═══ Data in this exercise
Issue #692, opened 2017-09-06
Reactive Functional Programming


MattiaPrimavera:
Hi guys, 

did you already consider moving to introduce the code base to the **reactive** world, using the some of the following **Rx** libraries ? 

- [RxJava2](https://github.com/ReactiveX/RxJava)
- [RxPermissions](https://github.com/tbruyelle/RxPermissions) 
- [RxActivityResult](https://github.com/VictorAlbertos/RxActivityResult) 
- [RxAndroid](https://github.com/ReactiveX/RxAndroid)
- [RxBindings](https://github.com/JakeWharton/RxBinding)

maniac103:
Yes, (at least) I did consider it. I don't think it provides enough additional value to justify rewriting the whole app + the bindings, though. I'm not even sure I'd use if I were to rewrite the app from scratch - the loader infrastructure simply seems sufficient for what we're doing.

In terms of functional programming, I'd consider making the app use a library for the Java8 stream API (e.g. https://github.com/aNNiMON/Lightweight-Stream-API) more important/useful.

@Tunous Any thoughts from your side?

Tunous:
Even though the current codebase is dated I find it very easy to work with. I don't see any huge issues in how the app performs that would justify the rewrite. Rx is very nice but there is no reason to use it.

MattiaPrimavera:
It's not issue-related but more an 'enhancement' purpose. Code would be clearified since all async operations would pass through the unique interface **Observer**, this would avoid wiring lots of **AsyncTasks** and **Loaders**, which split logic into multiple callbacks. 

**rxPermissions** and **reactivity result** eliminate the need to override **permissions** and **result** callbacks, does the developer does not always have to move among callbacks to follow the application flow,

maniac103:
> It's not issue-related but more an 'enhancement' purpose. Code would be clearified since all async operations would pass through the unique interface Observer, this would avoid wiring lots of AsyncTasks and Loaders, which split logic into multiple callbacks.

There is no logic split here. The Loader subclasses are the equivalent of `Observable`, while the loader callbacks are the equivalent of `Observer`. The AsyncTasks for saving stuff (which aren't related to the loaders) are a combination of both `Observer` and `Observable`, so if anything, we'd need to split logic there.

[...]

PR #698, opened 2017-09-08
Repository fragment rx refactor

MattiaPrimavera:
Newly **introduced** : 
- `rxJava2`
- `rxAndroid`
- `retrolambda` 

**removed** classes : 
- `FillReadmeTask`
- `ReadmeLoader` 

`FillReadmeTask` has been replaced by asynchronous operation concatenation from `flatMap` operator (`rxJava2`) while `ReadmeLoader` has been removed in favour of `RepositoryService`. 

The newly created `service` package is meant to gather `Service` classes, each one wrapping `data loading logic` that is currently contained into `Loaders`. This would have the advantage of reducing the number of `Loader` and `AsyncTask` classes used, plus it would `group` asynchronous data fetch processes by `Fragment`, instead of by `Data`. 

This would make the program logic easier to follow in my opinion, since `background services` populating the `view` would be all declared in one `Service` class, instead of multiple `Loader` and `AsyncTask` classes.


maniac103:
I don't necessarily agree with the sentiment that observables should be all put into a single class. Both cases in that example are solely used by RepositoryFragment, so why put that code elsewhere?
Also, did you try what happens when you rotate the device? ;-) The data reload that's going to happen with your solution needs to be avoided. Also, I think you forgot to convert onRefresh(), and I wonder whether there's a way to abstract away the error handling that former lived in the loader base class.

Why do you use flatMap() instead of doOnNext() in the readme case? Given no data transformation actually happens, this seems a little pointless.

Anyway, this seems like an interesting exercise. Let's see how it'll look like when all features of the Loader solution are in so we have a complete view on this.

maniac103:
And BTW, is RetroLambda really needed? IIRC one can compile Android with Java 1.8 lately.

maniac103:
Actually, I think the API bindings should be converted to return Observables, then we can use map() to do any custom transformations.

MattiaPrimavera:
> Edit: Scratch that, your service combines what previously was in the loader package. In the pure Java spirit[TM] this class would better be called RepositoryObservableFactory though ;-) 

Exactly, agreed on `name`, maybe something containing `Repository` would effectively be more appropriate since we're talking about `data fetch` methods. 

> Also, did you try what happens when you rotate the device? ;-) The data reload that's going to happen with your solution needs to be avoided. 

Nope, I didn't, as I said I just wanted to show you guys the idea and see what you thought before putting more time into this. But **rxJava** has a nice way to handle that ;) 

But yes, I knew I had to test **orientation change**, but thanks for the `onRefresh` hint, that I think I forgot :P 

> Why do you use flatMap() instead of doOnNext() in the readme case? Given no data transformation actually happens, this seems a little pointless. 

Well said ... gonna check

> And BTW, is RetroLambda really needed? IIRC one can compile Android apps with Java 1.8 lately.

Mmm I don't know actually, would be nice for it not to be mandatory although


> Actually, I think the API bindings should be converted to return Observables, then we can use map() to do any custom transformations.

could you detail this one ?

MattiaPrimavera:
> I wonder whether there's a way to abstract away the error handling that former lived in the loader base class. 

Do you mean this one ? 

```java
    } catch (RequestException e) {
           /* don't spam logcat with 404 errors, those are normal */
            if (e.getStatus() != 404) {
                throw e;
            }
        }
```

If yes, that can already be removed since the error handler is `empty`, I think if the method throws an Exception that we'll be catched by `doOnError` method ... 

But I'd probably go for the definition of a `Transformer` assembling all `error handling` for network calls in a single spot.

maniac103:
>> I wonder whether there's a way to abstract away the error handling that former lived in the loader base class.
> Do you mean this one ?

Nope, I mean https://github.com/slapperwan/gh4a/blob/master/app/src/main/java/com/gh4a/loader/LoaderCallbacks.java#L31-L34
The snippet you quoted is just for ignoring particular exceptions.

MattiaPrimavera:
Ok, my answer stays the same, that's to say that those errors as well should already be propagated to the `doOnError` method

MattiaPrimavera:
We wouldn't ... we would write something like 

```java
Observable<Data> data = Repository.getService()
  .compose(RxTools.handleErrors(view))
```

Reference to the view if we wanna show errors ...

MattiaPrimavera:
**Orientation changes** seems now correctly handled, **Observable** instance is indeed **cache** and persists to **activity recreation** through the use of **Singleton Pattern** 

`onRefresh` method should instead perform a new `network` request right ?

MattiaPrimavera:
In the meanwhile can I move to this to a switch statement or there's particular code styling conventions to fit ? 

```java
        if (id == R.id.cell_pull_requests) {
            intent = IssueListActivity.makeIntent(getActivity(), owner, name, true);
        } else if (id == R.id.tv_contributors_label) {
            intent = ContributorListActivity.makeIntent(getActivity(), owner, name);
        } else if (id == R.id.tv_collaborators_label) {
            intent = CollaboratorListActivity.makeIntent(getActivity(), owner, name);
        } else if (id == R.id.cell_issues) {
            intent = IssueListActivity.makeIntent(getActivity(), owner, name);
        } else if (id == R.id.cell_stargazers) {
            intent = WatcherListActivity.makeIntent(getActivity(), owner, name);
        } else if (id == R.id.cell_forks) {
            intent = ForkListActivity.makeIntent(getActivity(), owner, name);
        } else if (id == R.id.tv_wiki_label) {
            intent = WikiListActivity.makeIntent(getActivity(), owner, name, null);
        } else if (id == R.id.tv_downloads_label) {
            intent = DownloadsActivity.makeIntent(getActivity(), owner, name);
```

Little bit tiny gain in readability ... 

```java
        Context c = getActivity();
        switch (id) {
            case R.id.cell_pull_requests:
                intent = IssueListActivity.makeIntent(c, owner, name, true); break;
            case R.id.tv_contributors_label:
                intent = ContributorListActivity.makeIntent(c, owner, name); break;
            case R.id.tv_collaborators_label:
                intent = CollaboratorListActivity.makeIntent(c, owner, name); break;
            case R.id.cell_issues:
                intent = IssueListActivity.makeIntent(c, owner, name); break;
            case R.id.cell_stargazers:
                intent = WatcherListActivity.makeIntent(c, owner, name); break;
            case R.id.cell_forks:
                intent = ForkListActivity.makeIntent(c, owner, name); break;
            case R.id.tv_wiki_label:
                intent = WikiListActivity.makeIntent(c, owner, name, null); break;
            case R.id.tv_downloads_label:
                intent = DownloadsActivity.makeIntent(c, owner, name); break;
            case R.id.tv_releases_label:
                intent = ReleaseListActivity.makeIntent(c, owner, name); break;
            default:
                if (view.getTag() instanceof Repository)
                    intent = RepositoryActivity.makeIntent(c, (Repository) view.getTag());
                break;
```

app/src/main/java/com/gh4a/fragment/RepositoryFragment.java
```diff
@@ -72,44 +67,13 @@ public static RepositoryFragment newInstance(Repository repository, String ref)
...
-            tvPullRequestsCountView.setText(String.valueOf(result));
-        }
-    };
+    private Observable<String> mLoadReadme;
+    private Disposable[] mSubscriptions;
 
     @Override
     public void onCreate(Bundle savedInstanceState) {
         super.onCreate(savedInstanceState);
+        mSubscriptions = new Disposable[2];
```
Tunous: Maybe it would be better to use some sort of map? That way we would avoid potential out of bounds exceptions when someone adds new subscription but doesn't update that declaration.

app/src/main/java/com/gh4a/fragment/RepositoryFragment.java
```diff
@@ -125,6 +89,8 @@ public void onDestroyView() {
         super.onDestroyView();
         mImageGetter.destroy();
         mImageGetter = null;
+
+        for(Disposable d : mSubscriptions) if(d != null) d.dispose(); // clean up rx
```
Tunous: Try to avoid one liners. It's better to always add braces to loops, ifs, etc. Also add space before opening brace, and the comment is useless 🙂

app/src/main/java/com/gh4a/service/RepositoryService.java
```diff
@@ -0,0 +1,80 @@
...
+import org.eclipse.egit.github.core.service.IssueService;
+
+import java.io.IOException;
+import java.util.HashMap;
+import java.util.Locale;
+
+import io.reactivex.Observable;
+
+public class RepositoryService {
+    public static Observable<String> loadReadme = null;
```
Tunous: I would prefer if this was set to private. Instead add an additional method for resetting it to null. That way we'll avoid null pointer exceptions when someone tries to use this subscription directly instead of method.

app/src/main/java/com/gh4a/fragment/RepositoryFragment.java
```diff
@@ -167,8 +174,10 @@ public void onPause() {
     public void setRef(String ref) {
         mRef = ref;
         getArguments().putString("ref", ref);
+
         // reload readme
-        getLoaderManager().restartLoader(0, null, mReadmeCallback);
+        mSubscriptions[0] = mLoadReadme.compose(RxTools.applySchedulers()).subscribe();
```
Tunous: I think there is an error. I don't see `mLoadReadme` being set anywhere.

Tunous:
> onRefresh method should instead perform a new network request right

Yes, refresh allows users to request for updated data (someone could update readme since they entered this screen) so it shouldn't use cached data. 

The change to switch statement is a good idea 👍

app/src/main/java/com/gh4a/service/RepositoryService.java
MattiaPrimavera: just gotta check how to undo `cache` operator on the observable, or I wont be able fetching data from the network again :S :P

app/src/main/java/com/gh4a/fragment/RepositoryFragment.java
MattiaPrimavera: It was temporary, but nice consideration. Ideally, in order to share disposables unsubscription to avoid memory leaks, this logic should be shared over all Activities and Fragments, since every one of them could make use of an Observable, there's also **CompoundSubscription** object in **rx** that may help ...

MattiaPrimavera:
Is that appropriate for **RepositoryFragment** to still inherit from **LoadingFragmentBase** ?

maniac103:
Well, if we switch to using Rx, we'll still need a base class to handle the subscriptions transparently. We don't want to manage them on a per-fragment basis, and I *think* we'd want to use one of the many RxLoader implementations available.

MattiaPrimavera:
> Need a base class

Totally agreed

MattiaPrimavera:
> Well, if we switch to using Rx, we'll still need a base class to handle the subscriptions transparently. We don't want to manage them on a per-fragment basis 

Just added a **BaseFragment** class including a **CompositeDisposable** object to which all fragments subscription will be added in order for them to be all unsubscribe when **onDestroyView** is called.

This way implies we'll have to **add** every **Fragment disposable** to the **Composite** one from the parent **BaseFragment** class

maniac103:
Try accessing two different repos. The second one will show the readme of the first one because your solution doesn't consider the method arguments after the first one.

MattiaPrimavera:
**emptyCache** because storing the result for a new subscriber is called **caching** in **Rx** (**.cache()** operator) 

Still I agree that it doesn't seem such an elegant solution for the moment, still clearer and more beautiful than loaders and async tasks although :P

MattiaPrimavera:
> proper solution to the rotation problem 

Is this a requirement for this **pull** to be merged ? 

Than how we'll we proceed on moving the rest of fragments and activities performing web calls to Rx? 

One pull per-fragment or one huge enormous single pull

maniac103:
> still clearer and more beautiful than loaders and async tasks although :P

I see we're in deep disagreement there.

>> proper solution to the rotation problem
> Is this a requirement for this pull to be merged ?

Yes, it's a pretty hard requirement for me. We already **do** have a properly working solution; using Rx is not a value by itself in my point of view.

Maybe we're in a misunderstanding, so let me clarify. First, to recap, the properties of the current loader solution:
- loader and data life cycle tied to fragment/activity life cycle (+)
- rotation handled transparently (+)
- transparent error handling - error view is shown if exception occurs (+)
- clunky syntax, loaders are referenced by ID (-)

And of the AsyncTasks for action handling:
- transparent error handling - shows SnackBar in case of exception (+)
- transparent retry handling via SnackBar (+)
- not tied to fragment/activity life cycle (-) [could likely be solved by base class using a Loader internally]
- somewhat inconvenient usage (-)

My understanding of the goal of this PR was to provide a solution that keeps the (+) properties of the current solution and remedies (all or some of) the (-) properties on a given example (here: RepositoryFragment) so we can compare the solutions on a feature complete basis - comparing solutions with half of the features being thrown out is not a fair/meaningful comparison.

Tunous:
> Is this a requirement for this pull to be merged ?

Yes, it is. I have the same opinion as @maniac103  which I [mentioned previously](https://github.com/slapperwan/gh4a/issues/692#issuecomment-327952786):

> As long as it **won't remove existing functionality** or heavily disturb in development of new functionality.

In that case, error handling is the existing functionallity.

MattiaPrimavera:
I agree with both of you on replacing with a better solution, keeping all the (+), removing some (-) and gaining extra functionalities, thanks @maniac103 for your really clear comment. 


Agreed on trying to compare the approaches as well, that s why I wanted to know what was exactly missing before the solution could be compared (I directly said merge sorry :P I'm a little into Rx as u understood :P).

I'll fill and try to detail missing points underlined by @maniac103 to see how we would handle this in **Rx** ;)

MattiaPrimavera:
Little summary of last commits: 

- I tried with `RxLoader` but ended up removing it 
- I finally `cache` Observables by default to handle orientation change, and created an `ObservableManager` to bind all Observables to the Activity lifecycle (avoids **memory leaks**) 
- data refresh needs now **emptying** the `cache` instead of **restaring** loaders 

What keeps staying in the `view` : 

```java
    @Override
    public void onCreate(Bundle savedInstanceState) {
        super.onCreate(savedInstanceState);

        // .......

        this.loadRepository().subscribe();

        // .......
    }

    public Observable<Repository> loadRepository() {
        return RepositoryService.loadRepository(this, mRepoOwner, mRepoName)
                .compose(RxTools.applySchedulers())
                .doOnNext(repository -> {
                    Log.d("TEST", "repository doOnNext method called");
                    mRepository = (Repository) repository;
                    updateTitle();
                    invalidateTabs();
                    // Apply initial page selection first time the repo is loaded
                    if (mInitialPage >= PAGE_REPO_OVERVIEW && mInitialPage <= PAGE_ACTIVITY) {
                        getPager().setCurrentItem(mInitialPage);
                        mInitialPage = -1;
                    }
                    setContentShown(true);
                    supportInvalidateOptionsMenu();
                });
    }
```

One service looks like : 

```java
    public static Observable loadRepository(Context context, String repoOwner, String repoName) {
        Gh4Application app = (Gh4Application) context.getApplicationContext();
        return Observable.create(e -> {
            org.eclipse.egit.github.core.service.RepositoryService repoService = (org.eclipse.egit.github.core.service.RepositoryService)
            Gh4Application.get().getService(Gh4Application.REPO_SERVICE);
            e.onNext(repoService.getRepository(repoOwner, repoName));
            e.onComplete();
        })
        .cache()
        .compose(RxTools.handle(app, "loadRepository"));
    }
```

P.S. : `.cache()` could probably be moved into the RxTools.handle Transformer

The service would specify its `cache key`, here `loadRepository`, in order to be able clearing the cache for a specific service only. 

To clear the cache for a specific service : (here clears the cache for loadReadme service before calling the service) 

```java
RxTools.emptyCache(mApp, "loadReadme")
                .flatMap(o -> loadReadme())
                .subscribe(o -> {
                    Log.d("TEST", "Loading Readme subscribe reloadData called: " + o);
                });
```

In order to clean the entire cache : 
```java
RxTools.emptyCache(mApp)
                .flatMap(o -> loadReadme())
                .subscribe(o -> {
                    Log.d("TEST", "Loading Readme subscribe reloadData called: " + o);
                });
```

What do you think of this approach ?

Tunous:
I've tested it and it doesn't work correctly. Try opening one repository, going back and opening another. It'll load cached data from the previous repository. This needs to be solved.

MattiaPrimavera:
Thanks man, I'll take care of this. On **fragments** I still got to listen to their lyfecicle events ...

MattiaPrimavera:
Binding to Activity **lyfecicle** now includes **emptying the cache** whenever the activity is destroyed, with no Orientation change occurring

```java  
      @Override
        public void onActivityDestroyed(Activity activity) {
            if(subscriptions != null && subscriptions.isDisposed())
                subscriptions.dispose();

            if (activity.isFinishing()) { // Activity Destroyed, emptying cache
                emptyCache(null);
            } else {
                // Orientation change case
            }
        }
```

MattiaPrimavera:
Added **error handling**, with transparency, since it's attached to the main **RxTools.handle** or **RxTools.handleNoCache** Transformers, so no extra line added to the views code to have error handling on every network call ... 

**handle** did indeed need to be called anyway, in order to **factor** Schedulers definition

MattiaPrimavera:
@maniac103  

> Why do you use flatMap() instead of doOnNext() in the readme case? Given no data transformation actually happens, this seems a little pointless. 

Well, it was to share the **subscriber** logic within the **onNext** call, I should have probably created a **Subscriber** or smthg variable in order to share that

MattiaPrimavera:
Little question: Where was the error handling procedure here ? 

```java
    private class UpdateWatchTask extends BackgroundTask<Void> {
        public UpdateWatchTask() {
            super(RepositoryActivity.this);
        }

        @Override
        protected Void run() throws IOException {
            WatcherService watcherService = (WatcherService)
                    Gh4Application.get().getService(Gh4Application.WATCHER_SERVICE);
            RepositoryId repoId = new RepositoryId(mRepoOwner, mRepoName);
            if (mIsWatching) {
                watcherService.unwatch(repoId);
            } else {
                watcherService.watch(repoId);
            }
            return null;
        }

        @Override
        protected void onSuccess(Void result) {
            if (mIsWatching == null) {
                // user refreshed while the action was in progress
                return;
            }
            mIsWatching = !mIsWatching;
            supportInvalidateOptionsMenu();
        }
    }
```

Thanks

MattiaPrimavera:
on last commit : https://github.com/slapperwan/gh4a/pull/698/commits/b869ae5baa8b542a9d40f5dd1573362b979af556 

A few `AsyncTasks` moved to **Rx**: 
- AsyncTask classes removed -> All async operations unified through the `Observable` interface 
- errors handled transparently within `RxTools`, one `compose` instruction to attach both **schedulers** and **error handler**, plus I added a **positive message** in case of successful response ... shouldn't we ? Maybe displaying that for a lower time ? 
- One single layer handling network services for `IssueLabelListActivity` restrained into `IssueLabelService` file 
- only lines concerning the `view` stay into the Activity class file, the rest is either moved within the **Service** file if the logic is attached to the view, or to **RxTools** file, if the logic is **centralized / shared**

app/src/main/AndroidManifest.xml
```diff
@@ -72,7 +72,7 @@
             android:configChanges="orientation|screenSize" />
         <activity android:name=".activities.IssueActivity" android:exported="false" />
         <activity android:name=".activities.IssueEditActivity" android:exported="false" />
-        <activity android:name=".activities.IssueLabelListActivity" android:exported="false" />
+        <activity android:name=".activities.issues_label.IssueLabelListActivity" android:exported="false" />
```
maniac103: Please don't mix in refactorings like those package moves. They make reviewing harder; and I don't really want this package move either.

app/src/main/java/com/gh4a/activities/issues_label/IssueLabelListActivity.java
```diff
@@ -214,8 +207,10 @@ private void updateFabVisibility() {
 
     private final class EditActionMode implements ActionMode.Callback {
         private final IssueLabelAdapter.EditableLabel mLabel;
+        private final Activity mActivity;
 
-        public EditActionMode(IssueLabelAdapter.EditableLabel label) {
+        public EditActionMode(Activity activity, IssueLabelAdapter.EditableLabel label) {
+            mActivity = activity;
```
maniac103: Passing activity is unneeded here, the class isn't static, thus the activity can be accessed as IssueLabelListActivity.this.

maniac103:
> Binding to Activity lyfecicle now includes emptying the cache whenever the activity is destroyed, with no Orientation change occurring

It (semi-)binds to activity lifecycle, but doesn't bind to fragment lifecycle at all. Consider e.g. IssueActivity with a few reloads that each trigger a fragment replace without destroying the activity.

My feel is that one of the RxLoader implementations is the way to go instead of a homegrown solution here. `Loader` solves all of the lifecycle problems and is a widely tested solution, so we'd need **very** strong arguments ´for a solution not using it, which I don't see yet.

app/src/main/java/com/gh4a/activities/RepositoryActivity.java
```diff
@@ -374,19 +351,67 @@ protected Intent navigateUp() {
...
+                .compose(RxTools.applySchedulers())
+                .subscribe(result -> {
+                    mIsWatching = (Boolean) result;
+                    supportInvalidateOptionsMenu();
+                }, e -> {});
+    }
+
+    public void isStarring() {
+        RepositoryService.isStarring(mApp, this, mRepoOwner, mRepoName)
+                .subscribe(result -> {
```
maniac103: No applySchedulers()?

app/src/main/java/com/gh4a/fragment/RepositoryFragment.java
```diff
@@ -284,69 +304,34 @@ public void onClick(View view) {
...
+            case R.id.tv_wiki_label:
+                intent = WikiListActivity.makeIntent(c, owner, name, null); break;
+            case R.id.tv_downloads_label:
+                intent = DownloadsActivity.makeIntent(c, owner, name); break;
+            case R.id.tv_releases_label:
+                intent = ReleaseListActivity.makeIntent(c, owner, name); break;
+            default:
+                if (view.getTag() instanceof Repository)
+                    intent = RepositoryActivity.makeIntent(c, (Repository) view.getTag());
+                break;
```
maniac103: This change is unrelated.

MattiaPrimavera:
Good point. Although, I checked on that one, and in my understanding it requires subclassing

app/src/main/java/com/gh4a/BaseActivity.java
```diff
@@ -440,7 +440,6 @@ public boolean onSearchRequested() {
 
     @Override
     public void onRefresh() {
-        supportInvalidateOptionsMenu();
```
maniac103: This is unrelated.

MattiaPrimavera:
P.s. binding to Fragments lyfecicle the same way I did for activities in previous commits, should be as much easy.

I specified I did not take care of that yet : 
> On fragments I still got to listen to their lyfecicle events ...

maniac103:
> Good point. Although, I checked on that one, and in my understanding it requires subclassing

There is not only one. https://github.com/evant/rxloader does require subclassing, https://github.com/kmdupr33/RxLoader or https://github.com/ArturVasilov/RxLoader don't. It'll probably require some experimentation to find out which one is the best one.

app/src/main/java/com/gh4a/activities/RepositoryActivity.java
MattiaPrimavera: I moved apply schedulers into RxTools, since every call will define schedulers and error handler, I moved those to RxTools in order to compose with a single transformer that groups other transformers ...

maniac103: Yes, but just compare isStarring() to isWatching().

(BTW, please restrict method visibility, and a more appropriate name would be e.g. `updateWatchingStatus` and `updateStarringStatus` - `isWatching` implies the method returns a boolean that says whether the user is watching this repo)

MattiaPrimavera:
Since the cache is now linked to activities lifecycle, we d probably need RxLoader to be able emptying the cache as well ...

app/src/main/java/com/gh4a/BaseActivity.java
MattiaPrimavera: reverting ...

app/src/main/java/com/gh4a/activities/RepositoryActivity.java
MattiaPrimavera: - right, I forgot removing that after moving it to **RxTools** 
- updating method signatures ...

app/src/main/AndroidManifest.xml
MattiaPrimavera: I'm sorry, you're right, I did not think of that ...

MattiaPrimavera:
> No, we shouldn't. Success is the normal case that doesn't need confirmation. 

Ok removing it. 

> What's the point of having a service for stuff that's only used once? I'd prefer non-reused code to stay at the place where it's used. 

Well, in my opinion you want those to appear within the activity class to inform the developer that it is used only there, although adding weight (lines of code) on the activity class file, and thus mixing concerns. 

Putting that in a separated file would **separate network concerns**, putting them out of the Activity file, making it easier for the developer to look for Async and Network operations, that would appear in the related Service class for every Activity / Fragment 

In order to indicate the use of those services is restrained to that Activity, I'd wrap both of them into a new package, and change the accessibility. 

What I mean is that when a new developer approaches the code (like me), he would find **lighter activity files**, **easier to read and follow**, and he would know that **UI** operations take probably place in that file whereas he would look into the **Service** file when inspecting async operations. 

In my opinion **separating concerns** in different files and using **packages** a little more would give a cleaner organisation, plus shorter class files means less time to look for information. When debugging the **UI instanciation** for instance, I personally do not want always to have the implementation code of other unrelated async operations in front of my eyes, this makes harder to directly point to what I need.

MattiaPrimavera:
P.S. I missed the **Progress** dialogs, could you pls give me an example on the app on how can i see one ?

maniac103:
> P.S. I missed the Progress dialogs, could you pls give me an example on the app on how can i see one ?

Given you've changed LabelListActivity, going to issues -> right drawer -> manage labels and editing a label seems like a good example ;-)

app/src/main/java/com/gh4a/fragment/RepositoryFragment.java
MattiaPrimavera: Agreed ... partially appreciated at least ? :P 

[Tunous]
> The change to switch statement is a good idea

maniac103: Yes, sure. I just like to keep apart unrelated changes. Such refactorings should go to separate pull requests, where they're more likely to be merged anyway.

MattiaPrimavera:
That's why I proposed showing a **success message** ... I did not see the **Progress bar** :S ... I thought the user had no feedback in success case ...

MattiaPrimavera:
I looked on **RxLoader** libraries, as asked, and choose to give a try at the [following](https://github.com/kmdupr33/RxLoader) 

```bash
compile 'com.philosophicalhacker.rxloader:rxloader:0.4.0'
```

which does not requiring **extending** activity classes.

Binding to lifecycle happens through the following line, within `RxTools`: 

```java
.compose(rxLoader.makeObservableTransformer(id));
``` 

Although the **Activities** / **Fragments** will not use that `Transformer` directly, but call `RxTools.handle()` function in order to both :

- attach error handler 
- bind to lifecycle 

```java
loadReadme()
  .compose(RxTools.handle(getActivity(), RepositoryService.LOAD_README, true))
  .subscribe(mReadmeConsumer, e -> {});
``` 

`true` value is passed to force reload

app/src/main/AndroidManifest.xml
Tunous: Yes, please revert unrelated changes. They just make it harder to review.

app/src/main/java/com/gh4a/Gh4Application.java
```diff
@@ -27,6 +27,7 @@
 
 import com.gh4a.fragment.SettingsFragment;
 import com.gh4a.utils.CrashReportingHelper;
+import com.gh4a.utils.rx.ObservableManager;
```
Tunous: Get rid of this line and the ObservableManager now that it's removed?

app/src/main/java/com/gh4a/activities/RepositoryActivity.java
```diff
@@ -182,24 +131,42 @@ protected void onResultReady(Boolean result) {
...
-            getSupportLoaderManager().initLoader(LOADER_WATCHING, null, mWatchCallback);
-            getSupportLoaderManager().initLoader(LOADER_STARRING, null, mStarCallback);
+            this.isWatching();
+            this.isStarring();
         }
     }
 
+    public Observable<Repository> loadRepository() {
+        return RepositoryService.loadRepository(this, mRepoOwner, mRepoName)
+                .doOnNext(repository -> {
```
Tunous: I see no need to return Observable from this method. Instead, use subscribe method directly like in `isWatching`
══════
> _Try it_
Each line carrying the string "extra" should be copied out from the entries.

> _Answer space_
I agree with both of you on replacing with a better solution, keeping all the (+), removing some (-) and gaining extra functionalities, thanks @maniac103 for your really clear comment. 
Added **error handling**, with transparency, since it's attached to the main **RxTools.handle** or **RxTools.handleNoCache** Transformers, so no extra line added to the views code to have error handling on every network call ... 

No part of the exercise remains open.